▸ Required work:
Quote exactly and only this range of lines in the data below: the line that holds "According docker official" to the line that holds "I am not sure", both included.

(Stored data)
*** Begin section ***
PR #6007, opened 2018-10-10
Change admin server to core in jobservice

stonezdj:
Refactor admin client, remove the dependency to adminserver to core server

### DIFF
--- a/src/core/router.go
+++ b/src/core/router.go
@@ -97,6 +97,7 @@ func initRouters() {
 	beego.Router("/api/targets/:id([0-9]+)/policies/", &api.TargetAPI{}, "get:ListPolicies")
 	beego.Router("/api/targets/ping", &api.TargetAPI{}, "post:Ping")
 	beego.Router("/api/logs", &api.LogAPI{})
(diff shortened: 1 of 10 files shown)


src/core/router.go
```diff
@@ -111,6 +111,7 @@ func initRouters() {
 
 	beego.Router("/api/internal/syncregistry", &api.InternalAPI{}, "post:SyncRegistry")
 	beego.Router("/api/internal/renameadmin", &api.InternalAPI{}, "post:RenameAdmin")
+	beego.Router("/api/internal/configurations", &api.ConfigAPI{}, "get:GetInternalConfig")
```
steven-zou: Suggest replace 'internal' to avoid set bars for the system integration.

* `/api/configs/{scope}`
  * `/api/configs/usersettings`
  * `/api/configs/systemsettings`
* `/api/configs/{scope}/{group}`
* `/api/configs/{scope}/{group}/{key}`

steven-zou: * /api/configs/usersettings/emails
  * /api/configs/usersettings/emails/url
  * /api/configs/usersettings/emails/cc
*** End section ***
*** Begin section ***
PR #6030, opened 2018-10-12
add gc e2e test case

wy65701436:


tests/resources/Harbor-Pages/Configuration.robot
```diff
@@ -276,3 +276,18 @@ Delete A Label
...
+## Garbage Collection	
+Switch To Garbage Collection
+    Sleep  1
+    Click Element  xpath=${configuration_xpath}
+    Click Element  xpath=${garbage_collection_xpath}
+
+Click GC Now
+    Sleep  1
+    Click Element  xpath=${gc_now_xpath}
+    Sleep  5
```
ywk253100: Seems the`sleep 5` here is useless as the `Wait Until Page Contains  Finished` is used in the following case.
*** End section ***
*** Begin section ***
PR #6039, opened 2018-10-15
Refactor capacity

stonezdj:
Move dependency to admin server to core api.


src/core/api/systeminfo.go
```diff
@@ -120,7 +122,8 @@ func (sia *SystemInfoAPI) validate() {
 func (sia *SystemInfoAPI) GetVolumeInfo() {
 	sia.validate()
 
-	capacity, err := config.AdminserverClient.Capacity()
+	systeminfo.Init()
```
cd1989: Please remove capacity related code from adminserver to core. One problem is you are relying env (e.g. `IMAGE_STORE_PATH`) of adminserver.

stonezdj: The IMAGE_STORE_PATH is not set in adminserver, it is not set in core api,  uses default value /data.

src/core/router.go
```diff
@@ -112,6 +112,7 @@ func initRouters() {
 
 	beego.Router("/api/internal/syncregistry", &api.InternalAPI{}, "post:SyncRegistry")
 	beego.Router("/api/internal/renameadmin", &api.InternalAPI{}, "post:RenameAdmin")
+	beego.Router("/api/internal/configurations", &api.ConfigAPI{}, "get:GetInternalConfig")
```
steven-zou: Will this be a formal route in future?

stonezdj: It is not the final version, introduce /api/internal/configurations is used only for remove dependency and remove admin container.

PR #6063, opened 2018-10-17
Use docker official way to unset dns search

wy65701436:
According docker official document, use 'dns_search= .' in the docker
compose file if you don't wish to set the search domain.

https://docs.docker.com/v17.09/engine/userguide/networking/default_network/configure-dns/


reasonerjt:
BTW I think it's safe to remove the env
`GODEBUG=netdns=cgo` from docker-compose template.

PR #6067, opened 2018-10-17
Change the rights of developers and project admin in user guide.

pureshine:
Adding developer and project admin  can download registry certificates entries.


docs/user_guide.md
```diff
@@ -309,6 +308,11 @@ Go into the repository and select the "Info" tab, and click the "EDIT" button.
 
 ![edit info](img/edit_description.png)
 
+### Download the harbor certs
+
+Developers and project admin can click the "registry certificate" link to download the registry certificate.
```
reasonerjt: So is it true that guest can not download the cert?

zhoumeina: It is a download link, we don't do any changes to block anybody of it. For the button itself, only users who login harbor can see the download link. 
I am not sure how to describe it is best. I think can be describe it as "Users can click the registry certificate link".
*** End section ***
▸ Answer box:
According docker official document, use 'dns_search= .' in the docker
compose file if you don't wish to set the search domain.

https://docs.docker.com/v17.09/engine/userguide/networking/default_network/configure-dns/


reasonerjt:
BTW I think it's safe to remove the env
`GODEBUG=netdns=cgo` from docker-compose template.

PR #6067, opened 2018-10-17
Change the rights of developers and project admin in user guide.

pureshine:
Adding developer and project admin  can download registry certificates entries.


docs/user_guide.md
```diff
@@ -309,6 +308,11 @@ Go into the repository and select the "Info" tab, and click the "EDIT" button.
 
 ![edit info](img/edit_description.png)
 
+### Download the harbor certs
+
+Developers and project admin can click the "registry certificate" link to download the registry certificate.
```
reasonerjt: So is it true that guest can not download the cert?

zhoumeina: It is a download link, we don't do any changes to block anybody of it. For the button itself, only users who login harbor can see the download link. 
I am not sure how to describe it is best. I think can be describe it as "Users can click the registry certificate link".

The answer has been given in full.